When I compare my experiences of this country — my family being given safe haven, myself having access to adequate medical resources, and my fair treatment before the law — I must acknowledge how different things might be if I had been born an Indigenous Australian.
I feel profoundly uneasy by the blind celebration of this country. And yet I feel incredibly proud of Australia — of being an Australian. And so, too, I feel profoundly resentful of those who have made it fashionable to regard this country as no more than its worst parts — a settler-colonial, genocidal extension of a far-flung monarchy. I want it both ways, or in typical millennial fashion, I want it all.
And I think I can have it. I think we can have it.
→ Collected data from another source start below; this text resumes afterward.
PR #1110, opened 2023-12-14
Revise hashing to support Merkle proofs

td202:
## Purpose

This involves several changes to support hashing blocks to support Merkle proofs. Primarily, these involves updating how `LFMBTree` hashes are computed for the new P7 protocol version.

## Changes

- New hashing scheme for LFMBTrees, which includes the size of the tree at the root.
- `CapitalDistribution` is hashed differently depending on `BlockHashVersion`, which determines the LFMBTree hashing scheme to use.
- `PoolRewards` parametrised by `BlockHashVersion`. The next and current capital distribution hashes are dependent on the `BlockHashVersion`, as well as the hashing of the `bakerPoolRewardDetails` LFMBTree.
- As the majority of `Concordium.GlobalState.Basic.BlockState.PoolRewards` was not used, the remaining useful definitions are lifted to `Concordium.GlobalState.PoolRewards`.
- Introduce new `AccountsHash`, `ModulesHash` and `InstancesHash` types for the accounts, modules and instances tables, which are parametrised by the protocol version.
- A lot of legacy code for the in-memory instances/instance table is removed. The tests on the instances table are revised to use the persistent version.
- Accounts hashing revised to use the new LFMBTree hashing scheme in P7.
- `BlockRewardDetails` is revised to parametrise by the `BlockHashVersion`.
- `TransactionOutcomes` are moved from base into a new `Concordium.Types.TransactionOutcomes`.
- `PersistentTransactionOutcomes` supports a new `TransactionOutcomesVersion` that uses the new LFMBTree hashing scheme. A `TransactionOutcomesHashV` that is parametrised by the `TransactionOutcomesVersion` is introduced for hashing the `PersistentTransactionOutcomes`. `TransactionOutcomesHash` is still used in places where the version parameter is inconvenient or unnecessary.
- Module table hashing revised to use the new LFMBTree hashing scheme in P7.
- Changes to the instances table:
  - Fix a bug in `newContractInstanceIT` when inserting in a table with vacancies.
  - Change the instances table to track the total number of leaves including vacancies, instead of just the non-vacant leaves. This is a non-breaking change since it has never yet been possible to delete an instance, and so these numbers have historically been the same. This change affects the behaviour of `newContractInstance` and `deleteContractInstance`.
  - Change the hashing scheme at P7 to incorporate the number of leaves in the root hash (as for the LFMBTree).
- ConsensusV1 block types are now parametrised by the protocol version.
- Partial implementation of `MerkleProvable` for `BakedBlock`, supporting deriving Merkle proofs about a range of block attributes.

## Checklist

      hard-to-understand areas.


limemloh (approved):
Only very minor comments

EmilLa1 (commented):
Looks good :+1: 

I think we should add some tests for the provable properties of the block.

concordium-consensus/src/Concordium/GlobalState/Basic/BlockState/LFMBTree.hs
```diff
@@ -100,6 +119,27 @@ data T v
     | Leaf !v
     deriving (Eq, Show)
 
+-- | Hash representation type for an LFMBTree. This is parametrised by the block hash version.
```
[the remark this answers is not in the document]
td202: 'Parametrised' is a generally accepted spelling, and is the one I prefer and is used quite a lot in the code base. 'Parameterized' is also used in the code, but is less frequent. I don't think we should introduce a third spelling.

concordium-consensus/src/Concordium/GlobalState/Persistent/Instances.hs
```diff
@@ -665,15 +684,25 @@ emptyInstances :: Instances pv
...
+    (res, newInst) <- createInstanceFn ca
     (res,) . InstancesTree 1 <$> membed (Leaf newInst)
-newContractInstance fnew (InstancesTree s it) = (\(res, it') -> (res, InstancesTree (s + 1) it')) <$> newContractInstanceIT fnew it
+newContractInstance createInstanceFn (InstancesTree size tree) = do
+    ((isFreshIndex, !result), !nextTree) <- newContractInstanceIT createFnWithFreshness tree
+    let !nextSize = if isFreshIndex then size + 1 else size
+        nextInstancesTree = InstancesTree nextSize nextTree
+    return (result, nextInstancesTree)
+  where
+    createFnWithFreshness newContractAddress = do
```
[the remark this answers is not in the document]
td202: Yes. The function returns whether the contract index is "fresh" (i.e. not previously used by any contract).

concordium-consensus/src/Concordium/KonsensusV1/Types.hs
```diff
@@ -1226,24 +1250,73 @@ instance HashableTo BlockQuasiHash (BakedBlock pv) where
...
+                put bbTimestamp
+                put bbBaker
+        let nonce = optProof (biPath ++ ["nonce"]) . rawMerkle . encode $ bbNonce
+        let bakerInfo = optProof biPath [timestampBaker, nonce]
+        let chPath = ["quasi", "meta", "certificatesHash"]
+        let qcPath = chPath ++ ["quorumCertificate"]
+        qcMerkleProof <- Merkle.buildMerkleProof (open . (qcPath ++)) bbQuorumCertificate
+        let qcHash = optProof qcPath qcMerkleProof
+        let tfPath = chPath ++ ["timeoutFinalization"]
+        let tcPath = tfPath ++ ["timeoutCertificate"]
```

Perhaps a good man is a man who can see the truth and speak it with compassion. Perhaps a good country is a country that can see the truth, and speak it with compassion — from either end of the argument, whichever one falls. Perhaps a good country is a country that knows how wonderful it is, and how sordid; a country that is capable of honest appraisal.
Perhaps a good Australia is an Australia that consistently holds two truths at the same time; an Australia that uses shame not as a way out, but a way in.
In the words of Iris Murdoch, “the great task in life is to find reality.”
May you find yours, compassionately.